P3: Connecting People, Place, Past explores the intersection of people with places in the past by harnessing big historical data sets. P³ is a project intended to develop a software platform for harvesting and spatializing historical data from the most comprehensive and publicly-available sources of information about everyday life in early 20th century America: city directories, urban ground plans, newspapers, and census enumerations. Funding for the pilot year of P³ (2011-2012) was provided by an Interdisciplinary Initiative Grant from the UNC-CH College of Arts and Sciences.

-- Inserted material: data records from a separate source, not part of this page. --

PR #4788, opened 2025-10-13
Use `multi_get` for preprocessed_blocks.

MathieuDutSik:
## Motivation

The function `block_hashes` has emerged as a limiting factor for the running of the system.
An iteration of `get` operations is ripe for optimization.

## Proposal

We use a `multi_get`. Since what is downloaded is just a hash, there is no risk of memory problems.

## Test Plan

The CI.

## Release Plan

This kind of acceleration can be backported to TestNet Conway easily.

## Links

None.

### DIFF
--- a/linera-chain/src/chain.rs
+++ b/linera-chain/src/chain.rs
@@ -1116,10 +1116,17 @@ where
             Vec::new()
         };
         // Everything after (including) next_height in preprocessed_blocks if we have it.
-        for height in start.max(next_height).0..=end.0 {
-            if let Some(hash) = self.preprocessed_blocks.get(&BlockHeight(height)).await? {
-                hashes.push(hash);
-            }
+        let block_heights = (start.max(next_height).0..=end.0)
+            .map(BlockHeight)
+            .collect::<Vec<_>>();
+        for hash in self
+            .preprocessed_blocks
+            .multi_get(&block_heights)
+            .await?
+            .into_iter()
+            .flatten()
+        {
+            hashes.push(hash);
         }
         Ok(hashes)
     }


linera-chain/src/chain.rs
```diff
@@ -1116,10 +1116,17 @@ where
...
-            }
+        let block_heights = (start.max(next_height).0..=end.0)
+            .map(BlockHeight)
+            .collect::<Vec<_>>();
+        for hash in self
+            .preprocessed_blocks
+            .multi_get(&block_heights)
+            .await?
+            .into_iter()
+            .flatten()
```
afck, line 1127: It would be great to have a `range_get` in the future, that doesn't go through all the numbers. It's totally plausible to have a sender chain of length 10000 with only one sending block in it, and a `range_get` would be the only way to make that performant.

MathieuDutSik: Thanks for the suggestion.
I think we need some alternative to `MapView` for `preprocessed_blocks`. Maybe `LogView`.

afck: But a `LogView` can't be sparse, can it?

MathieuDutSik: Well, there are a number of points to consider. First `MapView`:
* Accessing an interval of keys `[K1, K2)` in the storage can be done natively. The only exception is `DynamoDb`, where we would have to access a lot of keys and discard the ones that do not match.
* A `range_get` can be implemented accordingly for the `CustomMapView`. Issues created.

Then `LogView`:
* The entries of the `LogView` could be made mutable. Right now, they are not.
* Yes, the `LogView` is not sparse. But entries like blockheight are almost continuous, so having values being `None` in the missing case makes sense.

PR #4789, opened 2025-10-13
Use `multi_get` in `execute_block_inner`

MathieuDutSik:
## Motivation

Some operations in `execute_block_inner` use for loops with each entry of the loop being an await operation.
This is slow.

## Proposal

Use the recently introduced `multi_get` operations.

## Test Plan

The CI.

## Release Plan

These kinds of changes can be easily backported to TestNet Conway.

## Links

None.

### DIFF
--- a/linera-chain/src/chain.rs
+++ b/linera-chain/src/chain.rs
@@ -864,7 +864,6 @@ where
         }
 
         let recipients = block_execution_tracker.recipients();
-        let mut previous_message_blocks = BTreeMap::new();
         let heights = previous_message_blocks_view.multi_get(&recipients).await?;
         let mut recipient_heights = Vec::new();
         let mut indices = Vec::new();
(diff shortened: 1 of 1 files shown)


linera-chain/src/chain.rs
```diff
@@ -864,32 +864,44 @@ where
...
             }
         }
+        let hashes = confirmed_log.multi_get(indices).await?;
+        let mut previous_message_blocks = BTreeMap::new();
+        for (hash, (recipient, height)) in hashes.into_iter().zip(recipient_heights) {
+            let hash = hash.ok_or_else(|| {
+                ChainError::InternalError("missing entry in confirmed_log".into())
+            })?;
+            previous_message_blocks.insert(recipient, (hash, height));
+        }
```
afck, line 884: (We could simplify this a lot by storing the hashes in `previous_message_blocks_view`, too, instead of looking them all up. Can't be backported, but something to consider for main in a separate PR.)

linera-chain/src/chain.rs
```diff
@@ -864,32 +864,44 @@ where
...
+        let mut recipient_heights = Vec::new();
+        let mut indices = Vec::new();
+        for (height, recipient) in heights.into_iter().zip(recipients) {
+            if let Some(height) = height {
+                let index = usize::try_from(height.0).map_err(|_| ArithmeticError::Overflow)?;
+                indices.push(index);
+                recipient_heights.push((recipient, height));
             }
         }
+        let hashes = confirmed_log.multi_get(indices).await?;
```
deuszx, line 877: This is super low-level code that has to understand the implementation details of the `MapView`. It should never be here - in a high-level logic concerning block execution.

It should be moved to `MapView` that can recover the indices from the key and value types.

PR #4791, opened 2025-10-13
Relax the inbox check.

### LINKED ISSUE #413: Relax safety criterion for inboxes during block proposals
As noted by @afck we can tolerate anticipated messages when validating a block proposal, as long as they are not caused by the block.

This will be important when we archive chains: we don't want to have to run them in every future validator just to generate messages.

Next step for sustainabilty: do not even maintain the inbox for chains that are provably retired. (The difference between a chain that is now archived and one that was not created yet can be check by querying other workers recursively. Of course this information can be cached as well.)

afck:
## Motivation

Currently a block proposal is always rejected (by a validator, or even by the local node) if any of the incoming messages included on this chain up to and including the proposal itself have not been received from the sender chain yet.

For example, if:
- block A0 on chain A has included a message from block B0 on chain B,
- and now a proposal for block A1 is made that includes a message from block C0 on chain C,
- and a validator has block C0 but not B0,

it would currently reject that proposal.

That is unnecessarily restrictive, because block A0 has already been signed by a quorum of validators, and it causes more round-trips and download work for clients.

## Proposal

Relax the inbox check, so that only incoming messages in the proposal itself have to be received yet. The validator in the above example would accept the proposal.

In other words, don't reject a new block proposal just because you have an old, already confirmed block in that chain with an incoming message whose sender block you have not seen yet.

## Test Plan

CI; some tests have been updated.

## Release Plan

    - be released in a new SDK,
    - be released in a validator hotfix, ideally at the same time.

## Links

- Closes #413.

### DIFF
--- a/linera-core/src/client/mod.rs
+++ b/linera-core/src/client/mod.rs
@@ -2115,7 +2115,7 @@ impl<Env: Environment> ChainClient<Env> {
     }
 
     /// Prepares the chain for the next operation, i.e. makes sure we have synchronized it up to
-    /// its current height and are not missing any received messages from the inbox.
+    /// its current height.
     #[instrument(level = "trace")]
     pub async fn prepare_chain(&self) -> Result<Box<ChainInfo>, ChainClientError> {
         #[cfg(with_metrics)]


linera-core/src/client/mod.rs
```diff
@@ -2203,16 +2141,6 @@ impl<Env: Environment> ChainClient<Env> {
                 .await?;
```
ma2bd, line 2141: Update the description of the function?

linera-core/src/client/mod.rs
```diff
@@ -2203,16 +2141,6 @@ impl<Env: Environment> ChainClient<Env> {
...
 
-        // Check if we're missing any sender blocks for cross-chain messages.
-        let missing_blocks = self
-            .chain_state_view()
-            .await?
-            .collect_missing_sender_blocks()
-            .await?;
-        // Download any sender blocks we're missing.
-        self.client
-            .download_missing_sender_blocks(self.chain_id, missing_blocks)
```
ma2bd, line 2214: Are we going to do the downloading later when we propose?

afck: We don't need them for proposing anymore.

They will be downloaded as part of `find_received_certificates`, but now we don't need to distinguish those that were already included in a block.

PR #4793, opened 2025-10-14
[testnet] Relax the inbox check. (#4791)

afck:
Backport of #4791.

## Motivation

Currently a block proposal is always rejected (by a validator, or even by the local node) if any of the incoming messages included on this chain up to and including the proposal itself have not been received from the sender chain yet.

For example, if:
- block A0 on chain A has included a message from block B0 on chain B,
- and now a proposal for block A1 is made that includes a message from block C0 on chain C,
- and a validator has block C0 but not B0,

it would currently reject that proposal.

That is unnecessarily restrictive, because block A0 has already been signed by a quorum of validators, and it causes more round-trips and download work for clients.

## Proposal

Relax the inbox check, so that only incoming messages in the proposal itself have to be received yet. The validator in the above example would accept the proposal.

In other words, don't reject a new block proposal just because you have an old, already confirmed block in that chain with an incoming message whose sender block you have not seen yet.

## Test Plan

CI; some tests have been updated.

## Release Plan

- These changes should:
    - be released in a new SDK,
    - be released in a validator hotfix, ideally at the same time.

## Links

- PR to main: #4791

### DIFF
--- a/linera-core/src/client/mod.rs
+++ b/linera-core/src/client/mod.rs
@@ -1990,7 +1990,7 @@ impl<Env: Environment> ChainClient<Env> {
     }
 
     /// Prepares the chain for the next operation, i.e. makes sure we have synchronized it up to
-    /// its current height and are not missing any received messages from the inbox.
+    /// its current height.
     #[instrument(level = "trace")]
     pub async fn prepare_chain(&self) -> Result<Box<ChainInfo>, ChainClientError> {
         #[cfg(with_metrics)]


linera-core/src/unit_tests/client_tests.rs
```diff
@@ -2844,19 +2844,15 @@ where
...
     let info = receiver2.prepare_chain().await?;
     assert_eq!(info.next_block_height, BlockHeight::from(1));
 
-    // Verify that sender's block WAS downloaded.
     let local_node = &receiver2.client.local_node;
     let sender_info = local_node.chain_info(sender.chain_id()).await?;
     assert_eq!(
         sender_info.next_block_height,
-        BlockHeight::from(1),
+        BlockHeight::ZERO,
```
deuszx, line 2855: This changed b/c we no longer have to download the sender chain when proposing a block with the incoming message (from it)?

afck: Yes, exactly.

linera-chain/src/chain.rs
```diff
@@ -712,6 +658,7 @@ where
     pub async fn remove_bundles_from_inboxes(
         &mut self,
         timestamp: Timestamp,
+        must_be_present: bool,
```
deuszx, line 661: It'd be nice to have a comment explaining when this value is supposed to be `true` or `false`. People really won't know this in a month from now.

afck: Done in #4798.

During the 2011-2012 academic year, the Lab explored techniques for automating the extraction of data from city directories published across North Carolina. City directories are rich historical resources that provide valuable details about the individuals and businesses in a community. Hundreds of late-19th and early 20th century N.C. city directories from the North Carolina Collection of the University Library have been digitized and published by the Internet Archive. City directories contain alphabetical lists of the residents for a given town, along with their addresses and occupations. Many city directories published after 1900 also contain a street index, listing the residents of each street in street address order. In the southern U.S., city directories were racially coded until the 1950s, making it possible to identify African-American residents, businesses, and neighborhoods. Read more about our work on harvesting data from city directories. Back to top
P³ is predicated on the belief that the value of data sources such as city directories is significantly increased by spatializing (mapping) individual data points, particularly when they can be visualized in relation to maps that reflect the historical moment of their production, and, hence, the historical period during which the represented individuals lived and the businesses at which they worked operated. More than 4000 Sanborn Fire Insurance maps have been digitized and published online by the North Carolina Collection. They show the built environment of more than 100 towns and cities in North Carolina, as these urban spaces developed between 1880 and 1920. Produced at roughly five year intervals, Sanborn maps represent every built structure of each city’s “downtown” business district, residential neighborhoods around the downtown, and outlying industrial neighborhoods (including many mill villages in North Carolina).
The promise of “recombinant mashups” of historical data sources such as city directories and Sanborn maps was suggested by Charlotte, 1911, a Main Street, Carolina project developed in partnership with Dr. Tom Hanchett and the Levine Museum of the New South. More than 4000 residential and business listings from the 1911 Charlotte, North Carolina, city directory were manually extracted, georeferenced (assigned longitude/latitude coordinates), and tagged. They can be searched and displayed as place markers on the digitized, stitched, and georeferenced 1911 Sanborn Fire Insurance Map for Charlotte. The visualization of the directory in this way clearly shows what Hanchett has called the “sorting out” of Charlotte by race and class by 1911. It also allows the user to see patterns within and across neighborhoods that would be difficult if not impossible to discern if the two data sources were examined separately.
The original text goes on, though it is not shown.